TASK OBJECTIVE
For the material below, return exactly the lines starting at the line containing "If the shm data" and ending at the line containing "layer in general", both ends included, and no others.

--------------------------------------------------

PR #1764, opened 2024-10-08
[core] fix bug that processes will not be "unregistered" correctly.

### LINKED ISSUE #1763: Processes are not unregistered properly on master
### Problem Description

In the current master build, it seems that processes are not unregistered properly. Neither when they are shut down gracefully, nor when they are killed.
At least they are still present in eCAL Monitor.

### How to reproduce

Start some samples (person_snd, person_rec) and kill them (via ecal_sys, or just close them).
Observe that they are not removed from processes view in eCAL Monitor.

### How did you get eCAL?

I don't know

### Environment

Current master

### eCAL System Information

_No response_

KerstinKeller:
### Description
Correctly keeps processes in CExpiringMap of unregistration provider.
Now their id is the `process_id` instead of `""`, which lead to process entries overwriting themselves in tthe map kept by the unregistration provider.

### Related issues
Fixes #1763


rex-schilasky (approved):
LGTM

--------------------------------------------------

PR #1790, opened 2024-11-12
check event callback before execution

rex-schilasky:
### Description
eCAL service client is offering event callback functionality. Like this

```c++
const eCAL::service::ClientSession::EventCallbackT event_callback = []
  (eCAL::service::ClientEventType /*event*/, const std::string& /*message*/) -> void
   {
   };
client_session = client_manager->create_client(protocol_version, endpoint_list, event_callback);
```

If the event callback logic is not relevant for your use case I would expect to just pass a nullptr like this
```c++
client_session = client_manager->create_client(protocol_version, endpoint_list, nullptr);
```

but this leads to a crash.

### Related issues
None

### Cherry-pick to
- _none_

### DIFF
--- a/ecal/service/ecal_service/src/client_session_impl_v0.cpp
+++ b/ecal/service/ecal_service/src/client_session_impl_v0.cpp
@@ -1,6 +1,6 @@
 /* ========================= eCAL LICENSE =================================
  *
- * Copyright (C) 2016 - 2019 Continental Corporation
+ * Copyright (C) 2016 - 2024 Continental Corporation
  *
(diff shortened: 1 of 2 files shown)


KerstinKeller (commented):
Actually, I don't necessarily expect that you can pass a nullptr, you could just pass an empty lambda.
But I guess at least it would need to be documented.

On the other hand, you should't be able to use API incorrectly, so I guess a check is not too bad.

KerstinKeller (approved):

--------------------------------------------------

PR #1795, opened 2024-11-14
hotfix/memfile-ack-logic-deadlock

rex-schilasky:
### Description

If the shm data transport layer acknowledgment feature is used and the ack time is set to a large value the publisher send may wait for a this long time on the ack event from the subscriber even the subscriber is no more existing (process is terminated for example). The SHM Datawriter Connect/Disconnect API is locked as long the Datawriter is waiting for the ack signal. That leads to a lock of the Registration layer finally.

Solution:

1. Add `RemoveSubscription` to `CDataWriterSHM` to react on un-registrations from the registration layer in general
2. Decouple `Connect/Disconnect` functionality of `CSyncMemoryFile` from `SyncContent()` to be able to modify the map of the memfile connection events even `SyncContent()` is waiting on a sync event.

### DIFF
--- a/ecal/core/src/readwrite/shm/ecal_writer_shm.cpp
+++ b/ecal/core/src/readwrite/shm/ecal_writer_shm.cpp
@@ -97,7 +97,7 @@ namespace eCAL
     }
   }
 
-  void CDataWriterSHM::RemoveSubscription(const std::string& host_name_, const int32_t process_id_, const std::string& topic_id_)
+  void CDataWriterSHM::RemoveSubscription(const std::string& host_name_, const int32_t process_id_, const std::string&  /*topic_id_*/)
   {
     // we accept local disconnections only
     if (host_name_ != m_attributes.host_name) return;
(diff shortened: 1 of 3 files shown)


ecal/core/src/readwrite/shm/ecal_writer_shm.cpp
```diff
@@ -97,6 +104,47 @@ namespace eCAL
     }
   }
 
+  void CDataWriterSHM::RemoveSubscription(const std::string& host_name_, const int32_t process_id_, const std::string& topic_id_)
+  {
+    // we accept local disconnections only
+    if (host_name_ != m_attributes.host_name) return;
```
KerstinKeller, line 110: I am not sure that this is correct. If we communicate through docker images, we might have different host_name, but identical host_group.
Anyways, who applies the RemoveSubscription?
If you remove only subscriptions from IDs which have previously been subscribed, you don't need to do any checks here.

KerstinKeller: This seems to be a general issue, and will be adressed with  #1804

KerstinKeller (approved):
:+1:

--------------------------------------------------

TASK ANSWER
If the shm data transport layer acknowledgment feature is used and the ack time is set to a large value the publisher send may wait for a this long time on the ack event from the subscriber even the subscriber is no more existing (process is terminated for example). The SHM Datawriter Connect/Disconnect API is locked as long the Datawriter is waiting for the ack signal. That leads to a lock of the Registration layer finally.

Solution:

1. Add `RemoveSubscription` to `CDataWriterSHM` to react on un-registrations from the registration layer in general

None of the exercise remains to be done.